→ **What you need to do**:
Comb the records below for the string "that" and copy each line where it turns up.

→ **Given information**:
════════════════

PR #268, opened 2022-11-07
Bugfix matrixmod2 determinism

enielse:
**Adds the ability to seed Clifford compilations used in RB so deterministic behavior results**

Plumbs a `RandomState` object through functions in `compilers.py` and `matrixmod2.py` so that the randomness used therein can be seeded properly.  This PR also removes a duplicate `done_editing` call in `randomcircuit.py` that I stumbled upon as I was making the main updates.

I think (& hope) that this PR may fix a long-standing issue of the pyGSTi unit tests occasionally failing because of an RB circuit mismatch.  This erroring could be "fixed" by simply rerunning the unit tests again, which was suspicious and unnerving.


coreyostrove:
Took a look through the changes and this all looks good to me, fwiw.

sserita (approved):
All looks good to me too.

════════════════

→ **Answer to this task**:
Plumbs a `RandomState` object through functions in `compilers.py` and `matrixmod2.py` so that the randomness used therein can be seeded properly.  This PR also removes a duplicate `done_editing` call in `randomcircuit.py` that I stumbled upon as I was making the main updates.
I think (& hope) that this PR may fix a long-standing issue of the pyGSTi unit tests occasionally failing because of an RB circuit mismatch.  This erroring could be "fixed" by simply rerunning the unit tests again, which was suspicious and unnerving.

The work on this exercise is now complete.